- _Work instruction_: Starting from the first line, transcribe the whole listing exactly.

- _Records provided_:
= Beginning of Section =

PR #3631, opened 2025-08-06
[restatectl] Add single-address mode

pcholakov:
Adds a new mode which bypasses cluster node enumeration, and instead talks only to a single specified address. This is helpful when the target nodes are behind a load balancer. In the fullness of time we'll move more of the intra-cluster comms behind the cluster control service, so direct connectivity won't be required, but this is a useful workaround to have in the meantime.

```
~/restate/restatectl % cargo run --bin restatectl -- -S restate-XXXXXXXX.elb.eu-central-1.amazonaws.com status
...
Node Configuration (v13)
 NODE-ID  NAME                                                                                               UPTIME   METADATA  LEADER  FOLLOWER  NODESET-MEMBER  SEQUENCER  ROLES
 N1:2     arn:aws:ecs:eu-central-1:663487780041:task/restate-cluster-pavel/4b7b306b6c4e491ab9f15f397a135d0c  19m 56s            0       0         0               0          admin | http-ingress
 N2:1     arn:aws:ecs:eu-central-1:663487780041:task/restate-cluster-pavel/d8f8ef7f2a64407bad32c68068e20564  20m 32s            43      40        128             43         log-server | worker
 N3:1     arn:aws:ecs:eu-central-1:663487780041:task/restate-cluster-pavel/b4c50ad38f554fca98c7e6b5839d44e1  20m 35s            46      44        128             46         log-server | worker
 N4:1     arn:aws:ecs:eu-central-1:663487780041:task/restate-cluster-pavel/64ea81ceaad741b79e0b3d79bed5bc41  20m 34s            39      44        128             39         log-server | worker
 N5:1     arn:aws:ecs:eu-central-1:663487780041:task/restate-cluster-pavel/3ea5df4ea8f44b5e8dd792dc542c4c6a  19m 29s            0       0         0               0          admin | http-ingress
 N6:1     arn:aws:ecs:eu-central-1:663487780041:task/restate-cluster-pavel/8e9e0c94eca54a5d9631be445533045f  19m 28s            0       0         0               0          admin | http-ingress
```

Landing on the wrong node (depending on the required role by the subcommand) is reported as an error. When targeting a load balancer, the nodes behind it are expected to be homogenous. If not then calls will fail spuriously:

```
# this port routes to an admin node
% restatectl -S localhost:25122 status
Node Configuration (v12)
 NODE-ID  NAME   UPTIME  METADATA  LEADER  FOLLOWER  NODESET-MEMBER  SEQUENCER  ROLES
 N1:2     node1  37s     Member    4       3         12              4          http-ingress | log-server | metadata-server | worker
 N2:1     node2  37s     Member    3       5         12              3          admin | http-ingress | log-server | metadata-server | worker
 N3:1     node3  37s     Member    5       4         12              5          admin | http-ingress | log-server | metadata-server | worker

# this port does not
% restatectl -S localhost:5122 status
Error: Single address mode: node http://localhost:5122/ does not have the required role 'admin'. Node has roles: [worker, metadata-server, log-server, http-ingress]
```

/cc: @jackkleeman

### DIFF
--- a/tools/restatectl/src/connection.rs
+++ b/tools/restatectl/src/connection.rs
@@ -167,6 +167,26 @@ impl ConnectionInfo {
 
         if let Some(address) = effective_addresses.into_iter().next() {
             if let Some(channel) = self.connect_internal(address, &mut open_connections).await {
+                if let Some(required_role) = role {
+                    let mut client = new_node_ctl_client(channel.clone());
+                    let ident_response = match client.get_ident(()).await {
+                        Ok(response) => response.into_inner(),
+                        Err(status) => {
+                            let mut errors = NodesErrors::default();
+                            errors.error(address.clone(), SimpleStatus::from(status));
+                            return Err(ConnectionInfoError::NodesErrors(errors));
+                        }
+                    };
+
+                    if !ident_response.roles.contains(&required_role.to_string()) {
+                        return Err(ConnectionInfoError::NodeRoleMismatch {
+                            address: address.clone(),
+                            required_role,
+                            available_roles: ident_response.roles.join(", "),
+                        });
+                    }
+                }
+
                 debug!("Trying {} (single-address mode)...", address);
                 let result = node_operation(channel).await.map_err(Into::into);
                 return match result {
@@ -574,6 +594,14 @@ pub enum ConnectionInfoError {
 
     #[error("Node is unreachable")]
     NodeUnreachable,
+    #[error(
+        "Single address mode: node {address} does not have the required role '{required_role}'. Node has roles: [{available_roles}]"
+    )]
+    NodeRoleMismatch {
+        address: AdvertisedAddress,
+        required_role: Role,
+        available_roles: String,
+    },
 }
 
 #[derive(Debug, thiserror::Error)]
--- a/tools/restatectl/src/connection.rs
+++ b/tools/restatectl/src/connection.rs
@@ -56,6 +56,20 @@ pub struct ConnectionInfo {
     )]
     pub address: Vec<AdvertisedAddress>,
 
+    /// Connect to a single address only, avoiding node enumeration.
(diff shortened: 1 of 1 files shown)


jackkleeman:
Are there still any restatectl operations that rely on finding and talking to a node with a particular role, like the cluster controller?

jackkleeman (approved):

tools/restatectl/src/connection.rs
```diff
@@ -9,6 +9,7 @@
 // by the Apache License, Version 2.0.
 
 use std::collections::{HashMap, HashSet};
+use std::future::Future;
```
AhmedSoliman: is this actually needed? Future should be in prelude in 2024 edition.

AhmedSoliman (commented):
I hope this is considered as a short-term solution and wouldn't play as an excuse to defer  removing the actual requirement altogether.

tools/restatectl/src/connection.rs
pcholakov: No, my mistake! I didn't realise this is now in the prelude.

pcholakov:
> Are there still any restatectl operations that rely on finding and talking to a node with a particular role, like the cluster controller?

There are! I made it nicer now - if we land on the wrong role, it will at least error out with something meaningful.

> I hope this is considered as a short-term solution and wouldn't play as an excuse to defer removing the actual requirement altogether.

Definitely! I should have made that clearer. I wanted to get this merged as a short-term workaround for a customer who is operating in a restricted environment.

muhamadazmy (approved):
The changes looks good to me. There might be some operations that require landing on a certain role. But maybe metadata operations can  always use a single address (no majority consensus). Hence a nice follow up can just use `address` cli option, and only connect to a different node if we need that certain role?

= End of Section =

- _Finished task_:
PR #3631, opened 2025-08-06
[restatectl] Add single-address mode

pcholakov:
Adds a new mode which bypasses cluster node enumeration, and instead talks only to a single specified address. This is helpful when the target nodes are behind a load balancer. In the fullness of time we'll move more of the intra-cluster comms behind the cluster control service, so direct connectivity won't be required, but this is a useful workaround to have in the meantime.

```
~/restate/restatectl % cargo run --bin restatectl -- -S restate-XXXXXXXX.elb.eu-central-1.amazonaws.com status
...
Node Configuration (v13)
 NODE-ID  NAME                                                                                               UPTIME   METADATA  LEADER  FOLLOWER  NODESET-MEMBER  SEQUENCER  ROLES
 N1:2     arn:aws:ecs:eu-central-1:663487780041:task/restate-cluster-pavel/4b7b306b6c4e491ab9f15f397a135d0c  19m 56s            0       0         0               0          admin | http-ingress
 N2:1     arn:aws:ecs:eu-central-1:663487780041:task/restate-cluster-pavel/d8f8ef7f2a64407bad32c68068e20564  20m 32s            43      40        128             43         log-server | worker
 N3:1     arn:aws:ecs:eu-central-1:663487780041:task/restate-cluster-pavel/b4c50ad38f554fca98c7e6b5839d44e1  20m 35s            46      44        128             46         log-server | worker
 N4:1     arn:aws:ecs:eu-central-1:663487780041:task/restate-cluster-pavel/64ea81ceaad741b79e0b3d79bed5bc41  20m 34s            39      44        128             39         log-server | worker
 N5:1     arn:aws:ecs:eu-central-1:663487780041:task/restate-cluster-pavel/3ea5df4ea8f44b5e8dd792dc542c4c6a  19m 29s            0       0         0               0          admin | http-ingress
 N6:1     arn:aws:ecs:eu-central-1:663487780041:task/restate-cluster-pavel/8e9e0c94eca54a5d9631be445533045f  19m 28s            0       0         0               0          admin | http-ingress
```

Landing on the wrong node (depending on the required role by the subcommand) is reported as an error. When targeting a load balancer, the nodes behind it are expected to be homogenous. If not then calls will fail spuriously:

```
# this port routes to an admin node
% restatectl -S localhost:25122 status
Node Configuration (v12)
 NODE-ID  NAME   UPTIME  METADATA  LEADER  FOLLOWER  NODESET-MEMBER  SEQUENCER  ROLES
 N1:2     node1  37s     Member    4       3         12              4          http-ingress | log-server | metadata-server | worker
 N2:1     node2  37s     Member    3       5         12              3          admin | http-ingress | log-server | metadata-server | worker
 N3:1     node3  37s     Member    5       4         12              5          admin | http-ingress | log-server | metadata-server | worker

# this port does not
% restatectl -S localhost:5122 status
Error: Single address mode: node http://localhost:5122/ does not have the required role 'admin'. Node has roles: [worker, metadata-server, log-server, http-ingress]
```

/cc: @jackkleeman

### DIFF
--- a/tools/restatectl/src/connection.rs
+++ b/tools/restatectl/src/connection.rs
@@ -167,6 +167,26 @@ impl ConnectionInfo {
 
         if let Some(address) = effective_addresses.into_iter().next() {
             if let Some(channel) = self.connect_internal(address, &mut open_connections).await {
+                if let Some(required_role) = role {
+                    let mut client = new_node_ctl_client(channel.clone());
+                    let ident_response = match client.get_ident(()).await {
+                        Ok(response) => response.into_inner(),
+                        Err(status) => {
+                            let mut errors = NodesErrors::default();
+                            errors.error(address.clone(), SimpleStatus::from(status));
+                            return Err(ConnectionInfoError::NodesErrors(errors));
+                        }
+                    };
+
+                    if !ident_response.roles.contains(&required_role.to_string()) {
+                        return Err(ConnectionInfoError::NodeRoleMismatch {
+                            address: address.clone(),
+                            required_role,
+                            available_roles: ident_response.roles.join(", "),
+                        });
+                    }
+                }
+
                 debug!("Trying {} (single-address mode)...", address);
                 let result = node_operation(channel).await.map_err(Into::into);
                 return match result {
@@ -574,6 +594,14 @@ pub enum ConnectionInfoError {
 
     #[error("Node is unreachable")]
     NodeUnreachable,
+    #[error(
+        "Single address mode: node {address} does not have the required role '{required_role}'. Node has roles: [{available_roles}]"
+    )]
+    NodeRoleMismatch {
+        address: AdvertisedAddress,
+        required_role: Role,
+        available_roles: String,
+    },
 }
 
 #[derive(Debug, thiserror::Error)]
--- a/tools/restatectl/src/connection.rs
+++ b/tools/restatectl/src/connection.rs
@@ -56,6 +56,20 @@ pub struct ConnectionInfo {
     )]
     pub address: Vec<AdvertisedAddress>,
 
+    /// Connect to a single address only, avoiding node enumeration.
(diff shortened: 1 of 1 files shown)


jackkleeman:
Are there still any restatectl operations that rely on finding and talking to a node with a particular role, like the cluster controller?

jackkleeman (approved):

tools/restatectl/src/connection.rs
```diff
@@ -9,6 +9,7 @@
 // by the Apache License, Version 2.0.
 
 use std::collections::{HashMap, HashSet};
+use std::future::Future;
```
AhmedSoliman: is this actually needed? Future should be in prelude in 2024 edition.

AhmedSoliman (commented):
I hope this is considered as a short-term solution and wouldn't play as an excuse to defer  removing the actual requirement altogether.

tools/restatectl/src/connection.rs
pcholakov: No, my mistake! I didn't realise this is now in the prelude.

pcholakov:
> Are there still any restatectl operations that rely on finding and talking to a node with a particular role, like the cluster controller?

There are! I made it nicer now - if we land on the wrong role, it will at least error out with something meaningful.

> I hope this is considered as a short-term solution and wouldn't play as an excuse to defer removing the actual requirement altogether.

Definitely! I should have made that clearer. I wanted to get this merged as a short-term workaround for a customer who is operating in a restricted environment.

muhamadazmy (approved):
The changes looks good to me. There might be some operations that require landing on a certain role. But maybe metadata operations can  always use a single address (no majority consensus). Hence a nice follow up can just use `address` cli option, and only connect to a different node if we need that certain role?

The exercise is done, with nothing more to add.